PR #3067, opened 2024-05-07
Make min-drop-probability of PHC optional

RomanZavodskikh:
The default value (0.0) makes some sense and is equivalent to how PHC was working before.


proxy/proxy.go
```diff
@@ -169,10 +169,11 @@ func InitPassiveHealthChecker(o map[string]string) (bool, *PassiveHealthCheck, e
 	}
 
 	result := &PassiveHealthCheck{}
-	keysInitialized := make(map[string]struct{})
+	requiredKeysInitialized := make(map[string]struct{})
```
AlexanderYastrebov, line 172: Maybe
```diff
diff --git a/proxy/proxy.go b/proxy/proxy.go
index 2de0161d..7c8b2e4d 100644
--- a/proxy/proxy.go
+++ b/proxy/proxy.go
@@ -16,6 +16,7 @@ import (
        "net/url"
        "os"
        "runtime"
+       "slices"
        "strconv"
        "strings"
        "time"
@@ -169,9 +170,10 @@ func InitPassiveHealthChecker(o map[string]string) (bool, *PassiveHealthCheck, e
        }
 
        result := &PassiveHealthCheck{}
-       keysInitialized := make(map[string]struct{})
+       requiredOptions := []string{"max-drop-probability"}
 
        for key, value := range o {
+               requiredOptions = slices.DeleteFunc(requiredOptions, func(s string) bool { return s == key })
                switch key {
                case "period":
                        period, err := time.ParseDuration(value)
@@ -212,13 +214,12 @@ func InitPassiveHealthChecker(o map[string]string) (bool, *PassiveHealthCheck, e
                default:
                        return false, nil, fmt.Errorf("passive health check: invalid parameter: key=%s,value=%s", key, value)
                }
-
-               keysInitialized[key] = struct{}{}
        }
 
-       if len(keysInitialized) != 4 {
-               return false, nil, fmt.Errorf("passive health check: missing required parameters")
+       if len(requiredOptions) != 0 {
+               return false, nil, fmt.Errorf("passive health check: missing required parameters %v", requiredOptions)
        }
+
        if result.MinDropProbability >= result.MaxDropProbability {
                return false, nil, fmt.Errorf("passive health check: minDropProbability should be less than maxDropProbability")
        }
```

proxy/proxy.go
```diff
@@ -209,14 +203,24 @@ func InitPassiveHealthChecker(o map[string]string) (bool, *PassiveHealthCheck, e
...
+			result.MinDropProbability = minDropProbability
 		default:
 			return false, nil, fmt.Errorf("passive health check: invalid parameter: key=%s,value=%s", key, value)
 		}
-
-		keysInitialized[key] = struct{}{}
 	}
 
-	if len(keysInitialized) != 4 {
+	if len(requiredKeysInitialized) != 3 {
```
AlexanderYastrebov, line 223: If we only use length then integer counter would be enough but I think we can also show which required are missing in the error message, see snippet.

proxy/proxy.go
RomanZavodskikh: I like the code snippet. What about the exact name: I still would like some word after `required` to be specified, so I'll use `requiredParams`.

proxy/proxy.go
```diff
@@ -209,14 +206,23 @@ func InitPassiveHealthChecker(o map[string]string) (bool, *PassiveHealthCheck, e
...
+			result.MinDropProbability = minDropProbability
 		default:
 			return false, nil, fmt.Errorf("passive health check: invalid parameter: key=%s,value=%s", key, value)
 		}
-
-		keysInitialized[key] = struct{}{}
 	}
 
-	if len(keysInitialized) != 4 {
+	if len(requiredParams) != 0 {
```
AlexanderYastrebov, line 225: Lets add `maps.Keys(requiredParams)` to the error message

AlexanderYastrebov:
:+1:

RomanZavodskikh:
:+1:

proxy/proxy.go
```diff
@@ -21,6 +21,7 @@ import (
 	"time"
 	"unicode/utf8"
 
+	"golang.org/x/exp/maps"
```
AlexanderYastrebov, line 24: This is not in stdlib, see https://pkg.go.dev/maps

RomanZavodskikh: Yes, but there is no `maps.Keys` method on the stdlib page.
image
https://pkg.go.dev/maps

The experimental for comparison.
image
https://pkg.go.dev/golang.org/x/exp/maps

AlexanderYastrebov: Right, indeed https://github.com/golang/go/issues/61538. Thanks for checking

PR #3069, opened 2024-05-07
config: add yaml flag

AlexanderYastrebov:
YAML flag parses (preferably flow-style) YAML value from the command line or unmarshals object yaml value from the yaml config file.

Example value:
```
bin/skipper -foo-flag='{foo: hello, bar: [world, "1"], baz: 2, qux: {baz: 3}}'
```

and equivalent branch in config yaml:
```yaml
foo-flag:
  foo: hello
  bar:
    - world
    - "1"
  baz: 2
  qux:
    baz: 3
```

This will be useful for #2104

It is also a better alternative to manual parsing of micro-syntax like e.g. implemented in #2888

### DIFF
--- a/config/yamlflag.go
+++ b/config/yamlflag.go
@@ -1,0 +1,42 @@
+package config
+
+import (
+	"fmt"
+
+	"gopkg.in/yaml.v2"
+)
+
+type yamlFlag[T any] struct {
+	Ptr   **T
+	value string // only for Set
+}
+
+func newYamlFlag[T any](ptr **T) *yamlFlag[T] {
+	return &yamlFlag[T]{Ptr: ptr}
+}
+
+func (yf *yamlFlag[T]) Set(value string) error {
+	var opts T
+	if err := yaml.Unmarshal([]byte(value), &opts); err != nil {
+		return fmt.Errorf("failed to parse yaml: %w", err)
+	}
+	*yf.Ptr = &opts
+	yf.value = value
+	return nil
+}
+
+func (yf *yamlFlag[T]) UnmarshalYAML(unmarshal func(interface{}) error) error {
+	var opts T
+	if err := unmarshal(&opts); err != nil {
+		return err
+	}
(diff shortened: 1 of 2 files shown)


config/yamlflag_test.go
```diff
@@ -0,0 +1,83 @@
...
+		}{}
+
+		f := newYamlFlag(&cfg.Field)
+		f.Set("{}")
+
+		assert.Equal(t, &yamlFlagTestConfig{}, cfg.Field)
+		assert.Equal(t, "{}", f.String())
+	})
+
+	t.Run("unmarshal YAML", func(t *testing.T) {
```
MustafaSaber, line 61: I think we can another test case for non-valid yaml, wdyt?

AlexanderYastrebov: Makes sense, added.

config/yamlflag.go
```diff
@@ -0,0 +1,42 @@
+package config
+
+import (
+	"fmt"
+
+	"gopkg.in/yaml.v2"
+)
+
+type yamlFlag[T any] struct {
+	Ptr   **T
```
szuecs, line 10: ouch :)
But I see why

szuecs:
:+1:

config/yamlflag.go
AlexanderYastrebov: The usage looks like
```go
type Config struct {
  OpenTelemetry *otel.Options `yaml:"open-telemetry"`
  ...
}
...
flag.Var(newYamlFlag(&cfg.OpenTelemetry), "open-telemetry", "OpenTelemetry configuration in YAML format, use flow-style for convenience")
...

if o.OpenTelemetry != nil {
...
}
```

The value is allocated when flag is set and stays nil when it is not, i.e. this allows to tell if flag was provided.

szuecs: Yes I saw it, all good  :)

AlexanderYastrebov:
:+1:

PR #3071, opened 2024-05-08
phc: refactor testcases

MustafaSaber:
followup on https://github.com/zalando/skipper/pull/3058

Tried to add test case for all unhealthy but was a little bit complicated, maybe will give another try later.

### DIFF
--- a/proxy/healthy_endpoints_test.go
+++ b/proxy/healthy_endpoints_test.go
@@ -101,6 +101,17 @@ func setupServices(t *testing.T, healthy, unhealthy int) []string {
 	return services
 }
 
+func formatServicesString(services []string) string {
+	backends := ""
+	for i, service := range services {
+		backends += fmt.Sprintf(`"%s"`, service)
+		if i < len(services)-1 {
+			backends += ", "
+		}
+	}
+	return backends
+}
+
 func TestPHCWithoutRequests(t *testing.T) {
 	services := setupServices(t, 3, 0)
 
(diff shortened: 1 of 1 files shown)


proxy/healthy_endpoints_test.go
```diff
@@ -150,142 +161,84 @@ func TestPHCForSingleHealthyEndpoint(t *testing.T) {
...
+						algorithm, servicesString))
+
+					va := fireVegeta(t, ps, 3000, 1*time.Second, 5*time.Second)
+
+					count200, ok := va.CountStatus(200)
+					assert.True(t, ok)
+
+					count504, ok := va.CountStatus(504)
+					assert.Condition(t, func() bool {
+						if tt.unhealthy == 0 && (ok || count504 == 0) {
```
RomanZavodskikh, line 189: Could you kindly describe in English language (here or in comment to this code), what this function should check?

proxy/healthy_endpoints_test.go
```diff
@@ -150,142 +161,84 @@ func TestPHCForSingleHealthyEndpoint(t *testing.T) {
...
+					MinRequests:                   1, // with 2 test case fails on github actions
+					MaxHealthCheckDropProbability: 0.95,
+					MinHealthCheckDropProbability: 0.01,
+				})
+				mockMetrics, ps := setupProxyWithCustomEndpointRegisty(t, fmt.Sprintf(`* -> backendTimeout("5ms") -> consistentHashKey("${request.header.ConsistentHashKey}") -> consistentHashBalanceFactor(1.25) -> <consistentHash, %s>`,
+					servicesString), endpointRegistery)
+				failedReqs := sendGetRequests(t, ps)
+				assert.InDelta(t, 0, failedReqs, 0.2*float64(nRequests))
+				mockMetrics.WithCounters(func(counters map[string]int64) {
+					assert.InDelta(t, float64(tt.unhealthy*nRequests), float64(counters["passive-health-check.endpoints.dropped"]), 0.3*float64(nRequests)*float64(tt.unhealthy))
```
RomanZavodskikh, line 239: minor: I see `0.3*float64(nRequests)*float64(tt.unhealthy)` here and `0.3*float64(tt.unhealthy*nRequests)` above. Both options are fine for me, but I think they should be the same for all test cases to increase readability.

+ + +

→ ACTIVITY: Show each line from the material above where the string "Sprintf" can be found.

→ YOUR RESPONSE:
+		backends += fmt.Sprintf(`"%s"`, service)
+				mockMetrics, ps := setupProxyWithCustomEndpointRegisty(t, fmt.Sprintf(`* -> backendTimeout("5ms") -> consistentHashKey("${request.header.ConsistentHashKey}") -> consistentHashBalanceFactor(1.25) -> <consistentHash, %s>`,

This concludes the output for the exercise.